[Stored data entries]
☆ ☆ ☆

PR #4612, opened 2023-08-15
🐛 Make sure openapi is happy about abort endpoint

bisgaard-itis:
## What do these changes do?
Make sure `file_id` is a path parameter according to openapi. I found an openapi validator which complained because FastApi does not add a path parameter to the openapi specification unless the parameter is specified as an input to the given function.

### DIFF
--- a/services/api-server/src/simcore_service_api_server/api/routes/files.py
+++ b/services/api-server/src/simcore_service_api_server/api/routes/files.py
@@ -295,6 +295,7 @@ async def complete_multipart_upload(
 @cancel_on_disconnect
 async def abort_multipart_upload(
     request: Request,
+    file_id: UUID,
     user_id: Annotated[PositiveInt, Depends(get_current_user_id)],
     abort_upload_link: Annotated[AnyUrl, Body(..., embed=True)],
 ):
@@ -309,6 +310,7 @@ async def abort_multipart_upload(
     """
     assert request  # nosec
     assert user_id  # nosec
+    assert file_id  # nosec
     await abort_upload(abort_upload_link=abort_upload_link)
 
 
--- a/services/api-server/src/simcore_service_api_server/api/routes/files.py
+++ b/services/api-server/src/simcore_service_api_server/api/routes/files.py
@@ -2,10 +2,8 @@ import asyncio
 import datetime
 import io
 import logging
-from pathlib import Path
 from textwrap import dedent
 from typing import IO, Annotated, Final
-from urllib.parse import urlparse
 from uuid import UUID
 
 from fastapi import APIRouter, Body, Depends
@@ -15,8 +13,8 @@ from fastapi.exceptions import HTTPException
 from fastapi.responses import HTMLResponse
 from models_library.api_schemas_storage import (
     ETag,
-    FileUploadCompleteLinks,
     FileUploadCompletionBody,
+    FileUploadSchema,
     LinkType,
 )
 from pydantic import AnyUrl, ByteSize, PositiveInt, ValidationError, parse_obj_as
@@ -31,12 +29,13 @@ from simcore_sdk.node_ports_common.filemanager import (
     get_upload_links_from_s3,
 )
 from simcore_sdk.node_ports_common.filemanager import upload_path as storage_upload_path
+from starlette.datastructures import URL
 from starlette.responses import RedirectResponse
 
 from ..._meta import API_VTAG
 from ...models.pagination import Page, PaginationParams
 from ...models.schemas.errors import ErrorGet
-from ...models.schemas.files import ClientFile, ClientFileUploadSchema, File
+from ...models.schemas.files import ClientFile, File
 from ...services.storage import StorageApi, StorageFileMetaData, to_file_api_model
 from ..dependencies.authentication import get_current_user_id
 from ..dependencies.services import get_api_client
@@ -180,7 +179,7 @@ async def upload_files(files: list[UploadFile] = FileParam(...)):
 
 @router.post(
     "/content",
-    response_model=ClientFileUploadSchema,
+    response_model=FileUploadSchema,
     include_in_schema=API_SERVER_DEV_FEATURES_ENABLED,
 )
 @cancel_on_disconnect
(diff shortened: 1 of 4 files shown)


services/api-server/src/simcore_service_api_server/api/routes/files.py
```diff
@@ -295,6 +295,7 @@ async def complete_multipart_upload(
 @cancel_on_disconnect
 async def abort_multipart_upload(
     request: Request,
+    file_id: UUID,
```
GitHK, line 298: why have this parameter here since clearly it is not required by the function?

GitHK: Should we not change the validation at this point? @sanderegg any idea what this will be required even if not used?

bisgaard-itis: Good point. I welcome any suggestions regarding this. The point is that the the abortion is associated with the file as a resource. So from a REST/HTTP point of view I think the `file_id` should be a path parameter. The point is that `abort_upload_link` should match the `file_id`. I was looking for a good way to verify that this is the case but couldn't find one (any suggestion @sanderegg?)

bisgaard-itis: Ah sorry. I think I found the solution now. I will commit my changes

sanderegg: well from the point of view of the client of api-server I guess it makes sense.
maybe a few options are available:
- using file_id to reconstruct the abort link (not sure if it's possible)
- instead of having the abort call such as /{file_id}:abort, have it similar to storage /futures/{future_id}:abort

I see now that you have to pass the abort link in the body right? this is a bit weird from the client code point of view isn't it?
Then maybe that would tend to suggest option 2 would be the better one

sanderegg (approved):

services/api-server/src/simcore_service_api_server/api/routes/files.py
bisgaard-itis: So I think I finally got this to work in the following way:
For the `complete` and `abort` endpoints one has the pass the `file_id` as a path parameter and a `client_file` (which just holds the filename. From that the link to storage is constructed and and storage is called. Does this sound OK to both of you?

services/api-server/src/simcore_service_api_server/services/storage.py
```diff
@@ -105,6 +106,28 @@ async def get_upload_links(
...
+        if query is not None:
+            url = url.include_query_params(**query)
+        return url
+
+    async def generate_abort_upload_link(
+        self, file: File, query: dict[str, str] | None = None
+    ) -> URL:
+        url = URL(
+            str(self.client.base_url)
+            + f"locations/{self.SIMCORE_S3_ID}/files/{file.quoted_storage_file_id}:abort"
```
sanderegg, line 125:
```suggestion
            f"{self.client.base_url}locations/{self.SIMCORE_S3_ID}/files/{file.quoted_storage_file_id}:abort"
```

services/api-server/tests/unit/test_api_files.py
```diff
@@ -173,7 +180,9 @@ async def test_download_content(
     assert response.headers["content-type"] == "application/octet-stream"
 
 
-@pytest.mark.parametrize("follow_up_request", ["complete", "abort"])
+# @pytest.mark.parametrize("follow_up_request", ["complete", "abort"])
+@pytest.mark.testit
```
sanderegg, line 184:
```suggestion
```

services/api-server/tests/unit/test_api_files.py
```diff
@@ -173,7 +180,9 @@ async def test_download_content(
     assert response.headers["content-type"] == "application/octet-stream"
 
 
-@pytest.mark.parametrize("follow_up_request", ["complete", "abort"])
+# @pytest.mark.parametrize("follow_up_request", ["complete", "abort"])
```
sanderegg, line 183:
```suggestion
```

services/api-server/src/simcore_service_api_server/api/routes/files.py
```diff
@@ -218,23 +213,19 @@ async def get_upload_links(
...
-    complete_upload_link: AnyUrl = parse_obj_as(
-        AnyUrl,
-        str(request.url_for("complete_multipart_upload", file_id=str(file_meta.id))),
-    )
-    abort_upload_link: AnyUrl = parse_obj_as(
-        AnyUrl,
-        str(request.url_for("abort_multipart_upload", file_id=str(file_meta.id))),
-    )
+    rstrip = lambda s, rs: s[: -len(rs)] if s.endswith(rs) else s
+    query = rstrip(str(upload_links.links.complete_upload.query), ":complete")
```
sanderegg, line 217: is there no way to do that without a lambda? I get now what you were talking about, so the upload_links.complete ```:complete``` is parsed into the query? that is bad. is it a AnyUrl pydantic type?
```python
str.removesuffix
```
maybe?

sanderegg (approved):
a bit surprised by the query parameters that are wrongly parsed...
A few comments.

services/api-server/src/simcore_service_api_server/api/routes/files.py
GitHK: please note that SAN's suggestion is the right one, since `rstrip` in python behaves a bit differently.
```python
>>> "hello/me".rstrip("me")
'hello/'
>>> "hello/me".rstrip("_me")
'hello/'
>>> "hello/me".rstrip("saaame")
'hello/'
```

```python
>>> "hello/me".removesuffix("me")
'hello/'
>>> "hello/me".removesuffix("_me")
'hello/me'
```

GitHK (approved):
👍

services/api-server/src/simcore_service_api_server/api/routes/files.py
bisgaard-itis: > please note that SAN's suggestion is the right one, since `rstrip` in python behaves a bit differently.
> 
> ```python
> >>> "hello/me".rstrip("me")
> 'hello/'
> >>> "hello/me".rstrip("_me")
> 'hello/'
> >>> "hello/me".rstrip("saaame")
> 'hello/'
> ```
> 
> ```python
> >>> "hello/me".removesuffix("me")
> 'hello/'
> >>> "hello/me".removesuffix("_me")
> 'hello/me'
> ```

This is a strange function. But I agree pylint is right.

services/api-server/tests/unit/test_api_files.py
bisgaard-itis: fixed this.

bisgaard-itis:
@sanderegg can you help me merge this one again?

PR #4617, opened 2023-08-17
🐛 Hot-fix: Ensure synchronization between projects/workbench and projects_nodes

sanderegg:
## What do these changes do?

This PR fixes the issue with synchronization between the *projects* table *workbench* column and the *projects_nodes* table.
The problem arises due to the following issues:
On node creation the frontend does:
1. ```POST /projects/{project_id}/nodes``` and does not wait for an answer
2. ```PUT /projects/{project_id}``` arrives soon after with the new node in the workbench --> works since 1. call is fast

On node deletion the frontend does:
1. ```DELETE /projects/{project_id}/nodes/{node_id}``` and does not wait for an answer although that call is slow when a dynamic service needs to be removed (typically from .5s to several seconds).
2. ```PUT /projects/{project_id}``` arrives soon after with the node already removed from the workbench. the call is fast an changes *projects/workbench*.
3. the call in 1. then fails when it tries to remove the node from *projects/workbench* and *projects_nodes*. --> then the sync issue arises

This is a quick fix that could be applied to production code. the long fix will come after this one.
Also it would make sense that the frontend waits for the node creation/deletion calls before sending PUT calls.

## Related issue/s

- relates to https://github.com/ITISFoundation/osparc-issues/issues/1052

### DIFF
--- a/services/web/server/src/simcore_service_webserver/projects/db.py
+++ b/services/web/server/src/simcore_service_webserver/projects/db.py
@@ -436,7 +436,8 @@ class ProjectDBAPI(BaseProjectDB):
         product_name: str,
         project_uuid: str,
     ) -> dict[str, Any]:
-        """replaces a project from a user
+        """DEPRECATED!!
+        replaces a project from a user
         this method completely replaces a user project with new_project_data only keeping
         the old entries from the project workbench if they exists in the new project workbench.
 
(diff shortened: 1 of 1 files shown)


mguidon (commented):
lgtm Thanks.

mguidon (approved):

services/web/server/src/simcore_service_webserver/projects/db.py
```diff
@@ -436,90 +436,96 @@ async def replace_project(
         product_name: str,
         project_uuid: str,
     ) -> dict[str, Any]:
-        """replaces a project from a user
+        """DEPRECATED!!
```
GitHK, line 439: Can we have a reason for the deprecation here?

GitHK (approved):

services/web/server/src/simcore_service_webserver/projects/db.py
sanderegg: no. the next PR will bring this in.

bisgaard-itis (approved):
lgtm

PR #4621, opened 2023-08-17
🎨 TIP Disclaimer

odeimaiz:
## What do these changes do?

Show ``TIP is overloaded`` after one minute of waiting time:

image


mguidon (approved):
I guess you double checked the message content with the POs?

mrnicegyu11 (approved):

PR #4626, opened 2023-08-18
🐛 Sort in multipart upload

bisgaard-itis:
## What do these changes do?
While using the multipart upload to S3 via the API server I realized the uploaded parts had to arrive to the server in a given order. This fixes that. Whether it was a bug or a feature can be discussed, but at least now there are no hidden assumptions.


packages/models-library/src/models_library/api_schemas_storage.py
```diff
@@ -274,6 +274,9 @@ class UploadedPart(BaseModel):
 class FileUploadCompletionBody(BaseModel):
     parts: list[UploadedPart]
 
+    def sort(self) -> None:
```
sanderegg, line 277: I think you could have a validator that automatically sorts such as

```python

@validator("parts")
@classmethod
def ensure_sorted(cls, value: list[UploadedPart]) -> list[UploadedPart]:
    return value.sort()
```

sanderegg (commented):
using pydantic I think you can fix that in an easier way

services/storage/src/simcore_service_storage/handlers_files.py
```diff
@@ -254,6 +254,7 @@ async def complete_upload_file(request: web.Request) -> web.Response:
     query_params = parse_request_query_parameters_as(StorageQueryParamsBase, request)
     path_params = parse_request_path_parameters_as(FilePathParams, request)
     body = await parse_request_body_as(FileUploadCompletionBody, request)
+    body.sort()  # ensure uploaded parts are sorted (required by S3)
```
pcrespov, line 257: If you add the validator that @sanderegg  proposes, you do not need this line

packages/models-library/src/models_library/api_schemas_storage.py
pcrespov: i agree

pcrespov (approved):

packages/models-library/src/models_library/api_schemas_storage.py
bisgaard-itis: Yes I realize I can use the validators to do this. I didn't want to do this because I didn't want to mix data validation with data modification. I felt by putting it in a separate method it was more clear that the data from the user actually gets modified.
But if you really prefer(?) I can add it to the validation step.

services/storage/src/simcore_service_storage/handlers_files.py
bisgaard-itis: Yes, I understand. I added it like this in case there one day is a bug and people will have to look into the code. This makes it clear that the data from the user is actually "post-processed" before "consuming" it and not just validating it.

sanderegg (approved):
This is your call. I guess both options are valid.

matusdrobuliak66 (approved):

packages/models-library/src/models_library/api_schemas_storage.py
pcrespov: It is a common practice pydantic validators are used for both parsing and pre/post procressing inputs. 

The idea of pydantic is to create a dataset with some guarantees. If you are always going to use this list sorted, then you should add that post-processing in the validator function. 

Note that even the annotations you are using have some default parsing (i.e. pre-processing) capabilities (e.g. strings get parsed as int if int is expected). 

In this casen it would be as if you have annotated it as `sorted_list[UploadedPart]`  (note that `sorted_list` does not exist, it is just illustrative)

pcrespov (approved):
Last comments.

packages/models-library/src/models_library/api_schemas_storage.py
bisgaard-itis: OK, makes sense. I will adapt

☆ ☆ ☆

REQUIRED ACTION :: From the records above, transcribe exactly the run of lines that opens with the line holding "-from pathlib import Path" and closes with the line holding "from pydantic import", both included.

REPLY TO THE TASK ::
-from pathlib import Path
 from textwrap import dedent
 from typing import IO, Annotated, Final
-from urllib.parse import urlparse
 from uuid import UUID
 
 from fastapi import APIRouter, Body, Depends
@@ -15,8 +13,8 @@ from fastapi.exceptions import HTTPException
 from fastapi.responses import HTMLResponse
 from models_library.api_schemas_storage import (
     ETag,
-    FileUploadCompleteLinks,
     FileUploadCompletionBody,
+    FileUploadSchema,
     LinkType,
 )
 from pydantic import AnyUrl, ByteSize, PositiveInt, ValidationError, parse_obj_as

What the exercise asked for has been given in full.